══ SUPPLIED ENTRIES

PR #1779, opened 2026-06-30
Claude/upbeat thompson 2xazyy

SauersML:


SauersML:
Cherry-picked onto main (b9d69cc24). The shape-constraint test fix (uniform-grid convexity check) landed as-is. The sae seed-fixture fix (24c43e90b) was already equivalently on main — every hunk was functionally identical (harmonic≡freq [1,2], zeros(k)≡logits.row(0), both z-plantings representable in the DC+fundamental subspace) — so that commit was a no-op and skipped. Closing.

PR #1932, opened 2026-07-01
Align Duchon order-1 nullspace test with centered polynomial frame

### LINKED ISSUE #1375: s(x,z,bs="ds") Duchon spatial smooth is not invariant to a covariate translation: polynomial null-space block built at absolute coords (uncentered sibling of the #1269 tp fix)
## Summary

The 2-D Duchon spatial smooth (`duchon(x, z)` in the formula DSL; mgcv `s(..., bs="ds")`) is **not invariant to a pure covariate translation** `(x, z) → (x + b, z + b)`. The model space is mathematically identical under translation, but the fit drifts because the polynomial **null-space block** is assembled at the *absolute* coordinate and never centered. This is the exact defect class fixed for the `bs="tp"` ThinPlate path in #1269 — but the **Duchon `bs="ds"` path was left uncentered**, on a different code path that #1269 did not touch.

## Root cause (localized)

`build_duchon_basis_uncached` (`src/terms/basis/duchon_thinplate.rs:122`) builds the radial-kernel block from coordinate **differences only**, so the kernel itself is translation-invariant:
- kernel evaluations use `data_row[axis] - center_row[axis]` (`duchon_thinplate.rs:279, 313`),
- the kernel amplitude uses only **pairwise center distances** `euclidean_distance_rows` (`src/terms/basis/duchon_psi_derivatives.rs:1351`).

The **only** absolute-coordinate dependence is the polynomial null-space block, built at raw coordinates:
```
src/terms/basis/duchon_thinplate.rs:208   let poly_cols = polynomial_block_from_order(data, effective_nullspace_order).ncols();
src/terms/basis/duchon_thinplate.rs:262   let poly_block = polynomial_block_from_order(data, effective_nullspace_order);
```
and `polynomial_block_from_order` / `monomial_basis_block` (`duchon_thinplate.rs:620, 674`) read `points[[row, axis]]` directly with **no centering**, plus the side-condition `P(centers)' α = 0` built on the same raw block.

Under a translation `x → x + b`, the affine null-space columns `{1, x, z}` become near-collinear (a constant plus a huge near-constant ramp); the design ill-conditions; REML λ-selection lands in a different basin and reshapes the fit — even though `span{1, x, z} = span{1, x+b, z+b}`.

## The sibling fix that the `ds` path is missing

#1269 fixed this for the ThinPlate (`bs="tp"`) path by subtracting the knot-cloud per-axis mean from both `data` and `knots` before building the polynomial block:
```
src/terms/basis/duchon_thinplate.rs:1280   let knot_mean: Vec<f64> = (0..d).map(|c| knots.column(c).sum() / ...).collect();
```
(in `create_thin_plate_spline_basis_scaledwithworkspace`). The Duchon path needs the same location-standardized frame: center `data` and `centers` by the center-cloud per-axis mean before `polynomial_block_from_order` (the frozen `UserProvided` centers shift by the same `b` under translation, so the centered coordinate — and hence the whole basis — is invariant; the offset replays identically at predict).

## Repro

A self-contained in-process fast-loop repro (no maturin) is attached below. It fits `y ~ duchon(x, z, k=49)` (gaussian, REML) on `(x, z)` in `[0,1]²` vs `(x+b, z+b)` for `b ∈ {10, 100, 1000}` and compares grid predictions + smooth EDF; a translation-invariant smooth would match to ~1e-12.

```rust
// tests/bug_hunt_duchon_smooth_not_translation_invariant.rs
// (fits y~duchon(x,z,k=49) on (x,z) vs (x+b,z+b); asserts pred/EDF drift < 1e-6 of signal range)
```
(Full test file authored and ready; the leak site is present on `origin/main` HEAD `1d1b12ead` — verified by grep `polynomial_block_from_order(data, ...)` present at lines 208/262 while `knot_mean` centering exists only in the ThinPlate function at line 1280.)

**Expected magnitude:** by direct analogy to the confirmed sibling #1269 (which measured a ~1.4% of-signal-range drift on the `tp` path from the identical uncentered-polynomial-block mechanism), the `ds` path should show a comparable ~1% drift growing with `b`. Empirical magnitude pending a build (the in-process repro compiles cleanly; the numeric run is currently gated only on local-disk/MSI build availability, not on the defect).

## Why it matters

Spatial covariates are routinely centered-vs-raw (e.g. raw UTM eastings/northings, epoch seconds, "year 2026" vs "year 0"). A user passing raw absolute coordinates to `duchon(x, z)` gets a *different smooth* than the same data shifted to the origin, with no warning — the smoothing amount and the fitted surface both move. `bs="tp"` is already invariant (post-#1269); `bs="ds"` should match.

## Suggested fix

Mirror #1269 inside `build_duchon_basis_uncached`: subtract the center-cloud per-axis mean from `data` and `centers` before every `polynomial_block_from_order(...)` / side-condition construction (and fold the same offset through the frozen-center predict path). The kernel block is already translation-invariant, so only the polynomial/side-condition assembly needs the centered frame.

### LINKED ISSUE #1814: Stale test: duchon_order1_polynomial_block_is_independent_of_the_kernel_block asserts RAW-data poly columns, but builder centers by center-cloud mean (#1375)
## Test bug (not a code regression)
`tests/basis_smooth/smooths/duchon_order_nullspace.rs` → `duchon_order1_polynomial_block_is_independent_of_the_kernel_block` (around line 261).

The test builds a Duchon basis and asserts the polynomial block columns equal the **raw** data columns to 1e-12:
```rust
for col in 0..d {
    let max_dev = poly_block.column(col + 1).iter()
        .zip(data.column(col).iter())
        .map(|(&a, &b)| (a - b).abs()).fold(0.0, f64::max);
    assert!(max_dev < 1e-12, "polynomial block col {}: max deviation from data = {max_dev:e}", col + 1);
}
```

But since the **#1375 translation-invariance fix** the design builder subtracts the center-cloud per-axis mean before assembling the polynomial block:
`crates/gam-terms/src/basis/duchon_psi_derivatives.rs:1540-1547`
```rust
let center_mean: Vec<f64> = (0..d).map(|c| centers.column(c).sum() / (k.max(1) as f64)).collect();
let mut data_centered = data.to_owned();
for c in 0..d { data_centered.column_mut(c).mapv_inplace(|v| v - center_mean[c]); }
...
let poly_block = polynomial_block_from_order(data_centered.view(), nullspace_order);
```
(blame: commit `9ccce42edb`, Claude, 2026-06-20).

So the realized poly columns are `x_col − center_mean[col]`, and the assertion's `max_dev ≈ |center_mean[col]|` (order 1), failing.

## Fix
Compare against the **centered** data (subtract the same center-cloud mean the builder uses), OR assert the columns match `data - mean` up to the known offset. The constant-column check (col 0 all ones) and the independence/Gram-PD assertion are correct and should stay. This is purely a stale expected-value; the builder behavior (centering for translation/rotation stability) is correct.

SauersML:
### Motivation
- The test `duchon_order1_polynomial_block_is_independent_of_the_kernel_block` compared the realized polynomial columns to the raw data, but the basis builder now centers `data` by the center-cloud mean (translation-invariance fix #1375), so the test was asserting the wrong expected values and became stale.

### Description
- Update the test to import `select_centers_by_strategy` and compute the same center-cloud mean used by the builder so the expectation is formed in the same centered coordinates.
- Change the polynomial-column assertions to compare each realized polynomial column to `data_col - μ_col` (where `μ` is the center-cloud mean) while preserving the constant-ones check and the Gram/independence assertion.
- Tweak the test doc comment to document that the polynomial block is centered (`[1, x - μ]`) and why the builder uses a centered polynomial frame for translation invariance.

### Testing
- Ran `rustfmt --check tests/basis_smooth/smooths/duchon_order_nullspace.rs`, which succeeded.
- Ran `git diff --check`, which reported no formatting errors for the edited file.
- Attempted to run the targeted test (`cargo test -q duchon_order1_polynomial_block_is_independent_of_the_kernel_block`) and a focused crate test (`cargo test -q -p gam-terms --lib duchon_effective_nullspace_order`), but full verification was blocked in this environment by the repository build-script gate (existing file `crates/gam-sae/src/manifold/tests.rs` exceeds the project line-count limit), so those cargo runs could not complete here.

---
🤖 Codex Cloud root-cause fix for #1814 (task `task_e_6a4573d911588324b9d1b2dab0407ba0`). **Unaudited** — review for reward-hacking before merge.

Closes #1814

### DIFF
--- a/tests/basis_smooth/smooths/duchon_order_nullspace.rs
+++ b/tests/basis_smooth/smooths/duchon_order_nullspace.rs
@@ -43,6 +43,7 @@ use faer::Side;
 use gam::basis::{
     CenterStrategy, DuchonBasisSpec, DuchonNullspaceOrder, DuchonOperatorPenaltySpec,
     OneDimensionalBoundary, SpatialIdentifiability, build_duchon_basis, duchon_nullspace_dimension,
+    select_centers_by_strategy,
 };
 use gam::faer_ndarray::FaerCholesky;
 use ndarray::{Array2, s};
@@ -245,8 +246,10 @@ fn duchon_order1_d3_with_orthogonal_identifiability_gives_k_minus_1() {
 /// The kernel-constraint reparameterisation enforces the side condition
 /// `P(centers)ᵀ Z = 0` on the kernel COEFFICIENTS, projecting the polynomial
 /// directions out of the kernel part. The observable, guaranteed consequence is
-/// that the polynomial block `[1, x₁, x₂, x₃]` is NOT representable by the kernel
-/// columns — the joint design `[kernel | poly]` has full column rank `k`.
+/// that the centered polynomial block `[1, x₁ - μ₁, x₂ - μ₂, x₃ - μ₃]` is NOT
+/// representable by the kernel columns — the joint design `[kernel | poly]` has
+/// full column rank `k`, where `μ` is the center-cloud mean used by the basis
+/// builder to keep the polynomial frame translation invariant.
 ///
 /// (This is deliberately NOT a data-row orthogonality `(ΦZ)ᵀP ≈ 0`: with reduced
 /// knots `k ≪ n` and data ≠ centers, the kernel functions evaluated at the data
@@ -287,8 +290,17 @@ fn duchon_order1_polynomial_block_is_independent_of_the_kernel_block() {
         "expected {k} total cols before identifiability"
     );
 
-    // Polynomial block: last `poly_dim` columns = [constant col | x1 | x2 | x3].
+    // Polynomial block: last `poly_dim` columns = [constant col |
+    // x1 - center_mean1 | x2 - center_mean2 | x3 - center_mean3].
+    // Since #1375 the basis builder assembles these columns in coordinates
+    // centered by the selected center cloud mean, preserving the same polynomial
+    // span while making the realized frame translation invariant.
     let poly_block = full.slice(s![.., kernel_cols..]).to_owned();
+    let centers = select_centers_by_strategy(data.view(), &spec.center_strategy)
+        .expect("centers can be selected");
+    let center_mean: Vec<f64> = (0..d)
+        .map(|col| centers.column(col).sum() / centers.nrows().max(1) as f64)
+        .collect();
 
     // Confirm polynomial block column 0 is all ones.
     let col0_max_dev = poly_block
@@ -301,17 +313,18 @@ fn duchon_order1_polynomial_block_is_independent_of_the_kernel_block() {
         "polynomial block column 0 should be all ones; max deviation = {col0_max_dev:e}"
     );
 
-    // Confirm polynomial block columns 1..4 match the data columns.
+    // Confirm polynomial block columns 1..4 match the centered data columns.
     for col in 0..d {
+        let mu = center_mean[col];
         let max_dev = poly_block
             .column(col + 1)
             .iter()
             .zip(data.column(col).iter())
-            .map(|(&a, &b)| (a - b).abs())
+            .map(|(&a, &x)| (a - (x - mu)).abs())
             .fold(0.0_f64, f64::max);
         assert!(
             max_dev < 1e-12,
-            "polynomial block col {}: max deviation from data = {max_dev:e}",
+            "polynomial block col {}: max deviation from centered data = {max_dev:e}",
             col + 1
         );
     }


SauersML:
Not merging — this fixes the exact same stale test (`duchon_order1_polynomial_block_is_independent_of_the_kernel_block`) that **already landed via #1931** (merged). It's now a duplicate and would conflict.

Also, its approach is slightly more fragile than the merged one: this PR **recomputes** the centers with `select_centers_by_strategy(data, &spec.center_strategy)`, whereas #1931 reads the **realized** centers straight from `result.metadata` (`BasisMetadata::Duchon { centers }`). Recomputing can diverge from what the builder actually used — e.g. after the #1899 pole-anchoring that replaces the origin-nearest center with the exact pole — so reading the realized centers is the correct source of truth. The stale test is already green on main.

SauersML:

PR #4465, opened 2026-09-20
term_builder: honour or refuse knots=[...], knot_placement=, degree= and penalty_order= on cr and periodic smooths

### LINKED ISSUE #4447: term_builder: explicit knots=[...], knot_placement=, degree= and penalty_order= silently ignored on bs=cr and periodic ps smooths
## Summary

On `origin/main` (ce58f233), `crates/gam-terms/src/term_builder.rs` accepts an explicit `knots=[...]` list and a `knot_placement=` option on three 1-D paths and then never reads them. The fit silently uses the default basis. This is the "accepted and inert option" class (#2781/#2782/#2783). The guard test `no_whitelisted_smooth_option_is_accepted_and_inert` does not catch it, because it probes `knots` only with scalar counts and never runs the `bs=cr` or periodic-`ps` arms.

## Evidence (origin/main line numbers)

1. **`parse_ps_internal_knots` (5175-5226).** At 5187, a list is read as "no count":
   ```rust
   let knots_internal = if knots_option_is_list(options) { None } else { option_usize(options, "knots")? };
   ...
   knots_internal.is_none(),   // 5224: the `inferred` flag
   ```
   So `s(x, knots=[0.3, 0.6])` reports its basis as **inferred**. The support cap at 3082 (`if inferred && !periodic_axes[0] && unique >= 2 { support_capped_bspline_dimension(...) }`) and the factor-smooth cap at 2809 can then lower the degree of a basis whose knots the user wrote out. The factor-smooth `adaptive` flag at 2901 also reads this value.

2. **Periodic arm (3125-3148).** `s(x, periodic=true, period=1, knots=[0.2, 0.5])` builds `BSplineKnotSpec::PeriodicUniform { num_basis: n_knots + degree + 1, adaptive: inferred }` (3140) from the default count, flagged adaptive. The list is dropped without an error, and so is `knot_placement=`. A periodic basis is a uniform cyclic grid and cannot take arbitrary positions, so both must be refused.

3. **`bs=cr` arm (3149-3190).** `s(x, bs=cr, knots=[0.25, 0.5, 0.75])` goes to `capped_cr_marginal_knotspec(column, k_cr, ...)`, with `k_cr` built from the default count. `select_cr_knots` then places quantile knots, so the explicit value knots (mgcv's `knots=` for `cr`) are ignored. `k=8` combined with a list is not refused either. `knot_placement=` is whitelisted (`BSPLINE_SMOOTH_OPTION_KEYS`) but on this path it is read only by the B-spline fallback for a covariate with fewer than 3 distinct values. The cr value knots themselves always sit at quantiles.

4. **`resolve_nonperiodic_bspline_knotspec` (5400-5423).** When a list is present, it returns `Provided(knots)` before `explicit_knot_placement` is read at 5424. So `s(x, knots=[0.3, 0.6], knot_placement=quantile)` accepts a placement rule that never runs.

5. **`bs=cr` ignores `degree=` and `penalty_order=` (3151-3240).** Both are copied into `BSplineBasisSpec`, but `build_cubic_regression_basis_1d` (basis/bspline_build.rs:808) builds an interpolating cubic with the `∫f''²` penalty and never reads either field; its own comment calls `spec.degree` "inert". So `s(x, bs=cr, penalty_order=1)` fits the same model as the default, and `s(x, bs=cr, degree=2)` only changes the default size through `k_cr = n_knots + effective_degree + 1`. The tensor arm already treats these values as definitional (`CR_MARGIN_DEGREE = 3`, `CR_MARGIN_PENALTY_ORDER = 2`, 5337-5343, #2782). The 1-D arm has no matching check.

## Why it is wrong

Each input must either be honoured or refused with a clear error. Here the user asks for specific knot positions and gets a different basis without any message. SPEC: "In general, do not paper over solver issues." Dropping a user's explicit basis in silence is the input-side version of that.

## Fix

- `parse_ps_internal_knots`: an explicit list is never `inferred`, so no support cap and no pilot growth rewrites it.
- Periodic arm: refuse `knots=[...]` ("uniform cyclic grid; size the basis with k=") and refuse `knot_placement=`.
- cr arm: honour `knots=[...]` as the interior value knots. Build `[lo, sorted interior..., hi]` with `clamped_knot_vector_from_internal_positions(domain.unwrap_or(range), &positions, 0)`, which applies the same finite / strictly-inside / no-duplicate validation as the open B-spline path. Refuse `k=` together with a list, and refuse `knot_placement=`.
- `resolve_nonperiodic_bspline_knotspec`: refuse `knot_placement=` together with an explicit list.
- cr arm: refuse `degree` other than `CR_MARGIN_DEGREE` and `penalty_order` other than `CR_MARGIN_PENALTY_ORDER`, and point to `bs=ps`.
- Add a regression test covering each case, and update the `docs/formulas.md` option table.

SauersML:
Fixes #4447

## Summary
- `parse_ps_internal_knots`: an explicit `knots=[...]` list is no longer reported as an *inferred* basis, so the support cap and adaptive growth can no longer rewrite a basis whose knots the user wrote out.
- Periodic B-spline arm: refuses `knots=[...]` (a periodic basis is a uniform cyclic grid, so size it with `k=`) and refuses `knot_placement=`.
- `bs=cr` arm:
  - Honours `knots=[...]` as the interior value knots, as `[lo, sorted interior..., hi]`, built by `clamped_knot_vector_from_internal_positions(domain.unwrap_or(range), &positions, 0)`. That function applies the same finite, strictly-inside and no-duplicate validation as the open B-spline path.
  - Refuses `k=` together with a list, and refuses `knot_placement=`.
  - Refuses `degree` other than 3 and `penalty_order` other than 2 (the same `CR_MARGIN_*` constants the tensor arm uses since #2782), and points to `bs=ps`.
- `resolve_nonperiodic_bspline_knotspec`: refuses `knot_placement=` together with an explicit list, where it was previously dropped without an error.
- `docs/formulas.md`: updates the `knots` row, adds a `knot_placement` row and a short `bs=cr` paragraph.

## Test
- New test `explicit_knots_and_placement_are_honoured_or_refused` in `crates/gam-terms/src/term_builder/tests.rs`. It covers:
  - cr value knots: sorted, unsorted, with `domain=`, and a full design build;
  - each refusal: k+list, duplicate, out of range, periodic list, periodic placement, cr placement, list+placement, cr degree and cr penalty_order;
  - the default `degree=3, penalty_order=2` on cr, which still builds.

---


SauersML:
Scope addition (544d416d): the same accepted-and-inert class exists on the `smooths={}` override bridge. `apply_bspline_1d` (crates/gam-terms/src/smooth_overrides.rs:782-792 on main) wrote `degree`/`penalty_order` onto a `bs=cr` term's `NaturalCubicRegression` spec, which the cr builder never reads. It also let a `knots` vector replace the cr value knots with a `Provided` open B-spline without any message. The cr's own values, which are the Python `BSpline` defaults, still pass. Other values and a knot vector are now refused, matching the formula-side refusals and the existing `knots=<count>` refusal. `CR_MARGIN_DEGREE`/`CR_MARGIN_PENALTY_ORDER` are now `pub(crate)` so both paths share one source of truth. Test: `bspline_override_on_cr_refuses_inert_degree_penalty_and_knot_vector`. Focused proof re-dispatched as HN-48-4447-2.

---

════

§ WHAT TO PRODUCE
Copy whichever lines in the listing above contain the word "span".

§ RESULT OF THIS TASK
Under a translation `x → x + b`, the affine null-space columns `{1, x, z}` become near-collinear (a constant plus a huge near-constant ramp); the design ill-conditions; REML λ-selection lands in a different basin and reshapes the fit — even though `span{1, x, z} = span{1, x+b, z+b}`.
+    // span while making the realized frame translation invariant.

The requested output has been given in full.